» Problem to work on:
Once you find the line with "on — protobuf getters" in the entries below, return exactly every line from it through the line with "Closes #7884".

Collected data
·····

PR #7889, opened 2026-08-20
fix: honor in-band rejection status from UpdateActionStatus

### LINKED ISSUE #7884: bug: actions client ignores the run service's in-band status, skipping the terminal-status retry
## Why

`InternalRunService.UpdateActionStatus` reports failures **in the response body**, not as a
transport error. The handler always returns a nil error and puts the failure in `Status`:

```go
// runs/service/internal_run_service.go:204
func (s *RunService) UpdateActionStatus(...) (*connect.Response[workflow.UpdateActionStatusResponse], error) {
	resp := s.updateActionStatus(ctx, req.Msg)   // errors become resp.Status via statusFromError
	return connect.NewResponse(resp), nil        // <- always nil
}
```

Its only caller ignores that field and keys off the transport error alone:

```go
// actions/k8s/client.go:840
if _, err := c.runClient.UpdateActionStatus(ctx, connect.NewRequest(statusReq)); err != nil {
	logger.Warnf(ctx, "Failed to update action status in run service for %s: %v", update.ActionID.Name, err)
} else if isTerminalPhase(update.Phase) && !update.IsDeleted {
	c.markTerminalStatusRecorded(ctx, taskAction)   // runs even when the run service rejected the update
}
```

So when the run service fails to record a terminal phase (a DB blip in `UpdateActionPhase`, or in
`mergeRunInfoOutput` for a signalled condition), the executor treats it as success and patches
`flyte.org/terminal-status-recorded=true` onto the TaskAction.

That label is what closes the door. `shouldSkipTaskAction` (`actions/k8s/client.go:713`) makes the
informer skip *every* subsequent event for that CR — including the Delete event the garbage
collector produces at TTL, which is the one retry the system actually has: `buildActionUpdate`
preserves the terminal phase and `SignalValue` on deletes, so that event would otherwise re-issue
the same `UpdateActionStatus`. The GC selects on `LabelTerminationStatus`/`LabelCompletedTime`
(`executor/pkg/controller/garbage_collector.go:109`), not on `terminal-status-recorded`, so the CR
is deleted regardless and the action is gone for good.

**User-visible result:** the action stays in its last non-terminal phase in the DB forever. The
console shows it as running/paused long after the pod finished, and nothing anywhere errors — the
executor logged success. Recovering requires editing the DB by hand.

### Concrete example: works after the change, broken today

Same input: a terminal `UpdateActionStatus` where the run service hits a transient DB error.

| | today | after the change |
|---|---|---|
| run service | returns `Status{Code: 13 (Internal)}` in the response body | same |
| executor sees | `err == nil` → "success" | non-zero `Status.Code` → logs a warning |
| CR label | `terminal-status-recorded=true` patched | not patched |
| GC delete event | skipped by `shouldSkipTaskAction` | delivered → status update retried |
| final DB phase | stuck at `RUNNING`/`PAUSED` | `SUCCEEDED` |

## What to change

- `actions/k8s/client.go:840` — treat a non-zero `resp.Msg.GetStatus().GetCode()` as a failure, so
  `markTerminalStatusRecorded` is skipped and the CR stays eligible for the GC delete-event retry:

  ```go
  resp, err := c.runClient.UpdateActionStatus(ctx, connect.NewRequest(statusReq))
  switch {
  case err != nil:
  	logger.Warnf(ctx, "Failed to update action status for %s: %v", update.ActionID.Name, err)
  case resp.Msg.GetStatus().GetCode() != 0:
  	logger.Warnf(ctx, "Run service rejected status update for %s: %s",
  		update.ActionID.Name, resp.Msg.GetStatus().GetMessage())
  case isTerminalPhase(update.Phase) && !update.IsDeleted:
  	if err := c.markTerminalStatusRecorded(ctx, taskAction); err != nil {
  		logger.Warnf(ctx, "Failed to mark terminal status recorded for %s: %v", update.ActionID.Name, err)
  	}
  }
  ```

- `actions/k8s/client.go:806` — the parent-promotion call has the same unchecked pattern. No label is
  patched there, so it only costs a missing log line; worth fixing in the same pass for consistency.

- `actions/k8s/client_test.go` — add a case where the mocked run client returns a response carrying a
  non-zero `Status.Code`, asserting the TaskAction is **not** labelled `terminal-status-recorded`.
  The existing tests around `TestNotifyRunService_*` (line 118 onward) show the mock setup.

## Outcome

- [ ] A terminal status update rejected by the run service does not label the TaskAction
      `flyte.org/terminal-status-recorded`
- [ ] The GC delete event therefore still reaches `notifyRunService`, retrying the status update
- [ ] The rejection is logged with the run service's status message, not silently swallowed
- [ ] A test covers the non-zero-`Status.Code` path

## Getting started

- **Reproduce (unit):** in `actions/k8s/client_test.go`, have the mock return
  `&connect.Response[workflow.UpdateActionStatusResponse]{Msg: &workflow.UpdateActionStatusResponse{
  Status: &status.Status{Code: int32(connect.CodeInternal), Message: "boom"}}}` with a nil error, then
  assert on the CR's labels. Today the label is patched; after the fix it isn't.
- **Relevant code:** `notifyRunService` in `actions/k8s/client.go` (the two call sites at 806 and
  840), `shouldSkipTaskAction` at 713, `markTerminalStatusRecorded` at 904. The producer side is
  `UpdateActionStatus`/`statusFromError` in `runs/service/internal_run_service.go`.
- **Note:** `connect.Response{}` with a nil `Msg` is safe to call `GetStatus()` on — protobuf getters
  are nil-receiver safe — so existing tests that return an empty response keep passing unchanged.
- **Test:** `go test ./actions/k8s/...`

Fayupable:
## Tracking issue

Closes #7884

`UpdateActionStatus` never returns a transport error for an in-band rejection (e.g. a DB write failure) — the run service reports it via `resp.Status` instead. `notifyRunService` only checked the transport error, so a rejected terminal status update was still marked `terminal-status-recorded`, permanently preventing further retries. This left actions stuck in a non-terminal phase in the DB with no visible error.

Check `resp.Msg.GetStatus().GetCode()` in addition to the transport error at both `UpdateActionStatus` call sites in `notifyRunService` (parent-promotion and terminal status update). If the run service reports a non-zero status code, log a warning and skip `markTerminalStatusRecorded`, so the update can be retried on the next event.

## How was this patch tested?

Added `TestNotifyRunService_RejectedStatusUpdateSkipsTerminalLabel` in `client_test.go`, which mocks `UpdateActionStatus` returning a non-zero `Status.Code` with a nil transport error, and asserts the TaskAction CR does not receive the `terminal-status-recorded` label.

### Labels

- fixed

### DIFF
--- a/actions/k8s/client.go
+++ b/actions/k8s/client.go
@@ -645,12 +645,6 @@ func (c *ActionsClient) notifyRunService(ctx context.Context, taskAction *execut
 		if resp, err := c.runClient.UpdateActionStatus(ctx, connect.NewRequest(statusReq)); err != nil {
 			logger.Warnf(ctx, "Failed to update action status in run service for %s: %v", update.ActionID.Name, err)
 		} else if code := resp.Msg.GetStatus().GetCode(); code != 0 {
-			// UpdateActionStatus never returns a transport error for an in-band
-			// rejection (e.g. a DB failure) — the run service reports it via
-			// resp.Status instead. Without this check, a rejected terminal
-			// update still gets marked terminal-status-recorded below, and the
-			// action is stuck in a non-terminal phase with no visible error
-			// and no further retries.
 			logger.Warnf(ctx, "Run service rejected action status update for %s: code=%d message=%s",
 				update.ActionID.Name, code, resp.Msg.GetStatus().GetMessage())
 		} else if isTerminalPhase(update.Phase) && !update.IsDeleted {
--- a/actions/k8s/client.go
+++ b/actions/k8s/client.go
@@ -624,8 +624,11 @@ func (c *ActionsClient) notifyRunService(ctx context.Context, taskAction *execut
 					Phase: common.ActionPhase_ACTION_PHASE_RUNNING,
 				},
 			}
-			if _, err := c.runClient.UpdateActionStatus(ctx, connect.NewRequest(parentStatusReq)); err != nil {
+			if resp, err := c.runClient.UpdateActionStatus(ctx, connect.NewRequest(parentStatusReq)); err != nil {
 				logger.Warnf(ctx, "Failed to promote parent action %s to RUNNING: %v", update.ParentActionName, err)
+			} else if code := resp.Msg.GetStatus().GetCode(); code != 0 {
+				logger.Warnf(ctx, "Run service rejected promoting parent action %s to RUNNING: code=%d message=%s",
+					update.ParentActionName, code, resp.Msg.GetStatus().GetMessage())
 			}
 		}
 	}
@@ -639,8 +642,17 @@ func (c *ActionsClient) notifyRunService(ctx context.Context, taskAction *execut
 				CacheStatus: taskAction.Status.CacheStatus,
 			},
 		}
-		if _, err := c.runClient.UpdateActionStatus(ctx, connect.NewRequest(statusReq)); err != nil {
+		if resp, err := c.runClient.UpdateActionStatus(ctx, connect.NewRequest(statusReq)); err != nil {
 			logger.Warnf(ctx, "Failed to update action status in run service for %s: %v", update.ActionID.Name, err)
+		} else if code := resp.Msg.GetStatus().GetCode(); code != 0 {
+			// UpdateActionStatus never returns a transport error for an in-band
+			// rejection (e.g. a DB failure) — the run service reports it via
+			// resp.Status instead. Without this check, a rejected terminal
+			// update still gets marked terminal-status-recorded below, and the
+			// action is stuck in a non-terminal phase with no visible error
+			// and no further retries.
+			logger.Warnf(ctx, "Run service rejected action status update for %s: code=%d message=%s",
+				update.ActionID.Name, code, resp.Msg.GetStatus().GetMessage())
 		} else if isTerminalPhase(update.Phase) && !update.IsDeleted {
 			// Skip label patching for deleted CRs — the patch would always fail
 			// with "not found" since the object is already gone.
--- a/actions/k8s/client_test.go
+++ b/actions/k8s/client_test.go
@@ -10,9 +10,14 @@ import (
 	"github.com/stretchr/testify/assert"
 	"github.com/stretchr/testify/mock"
 	"github.com/stretchr/testify/require"
+	"google.golang.org/genproto/googleapis/rpc/status"
+	"google.golang.org/grpc/codes"
 	"google.golang.org/protobuf/types/known/wrapperspb"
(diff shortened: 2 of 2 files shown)


actions/k8s/client.go
```diff
@@ -639,8 +642,17 @@ func (c *ActionsClient) notifyRunService(ctx context.Context, taskAction *execut
...
-		if _, err := c.runClient.UpdateActionStatus(ctx, connect.NewRequest(statusReq)); err != nil {
+		if resp, err := c.runClient.UpdateActionStatus(ctx, connect.NewRequest(statusReq)); err != nil {
 			logger.Warnf(ctx, "Failed to update action status in run service for %s: %v", update.ActionID.Name, err)
+		} else if code := resp.Msg.GetStatus().GetCode(); code != 0 {
+			// UpdateActionStatus never returns a transport error for an in-band
+			// rejection (e.g. a DB failure) — the run service reports it via
+			// resp.Status instead. Without this check, a rejected terminal
+			// update still gets marked terminal-status-recorded below, and the
+			// action is stuck in a non-terminal phase with no visible error
+			// and no further retries.
```
pingsutw:
```suggestion
```

pingsutw: nit I think the code is self-explanatory

pingsutw (commented):
LGTM, one nit

pingsutw (dismissed):

pingsutw:
@Fayupable you should change the base branch to main

pingsutw:
can you update it or open another PR

Fayupable:
@pingsutw  Sorry, I'm a bit confused about what's needed here. I see the base branch is back on v2 now. Could you clarify exactly what you'd like me to do? Should I recreate the PR, or is the current state okay as is?

davidlin20dev:
@Fayupable My understanding is that the v2 branch(which you set as your base branch) is stale now, since it was merged into main, which is the base branch we should be developing against. Hope this helps!

Fayupable:
@davidlin20dev  @pingsutw Switching the base to main shows conflicts across ~20 unrelated files (Dockerfile, Makefile, README.md, most of /app, etc.) that I haven't touched. I'm not familiar enough with this codebase to know which side is correct, so I don't want to resolve those blindly and risk breaking something.

Could you let me know the right way to handle this? Happy to open a fresh PR rebased against main if that's preferred, or wait if there's a better approach on your end.

Fayupable:
@pingsutw @davidlin20dev Opened a fresh PR rebased cleanly against main to avoid the v2/main conflict mess: #7896

Closing this one in favor of that.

·····

» The answer:
- **Note:** `connect.Response{}` with a nil `Msg` is safe to call `GetStatus()` on — protobuf getters
  are nil-receiver safe — so existing tests that return an empty response keep passing unchanged.
- **Test:** `go test ./actions/k8s/...`

Fayupable:
## Tracking issue

Closes #7884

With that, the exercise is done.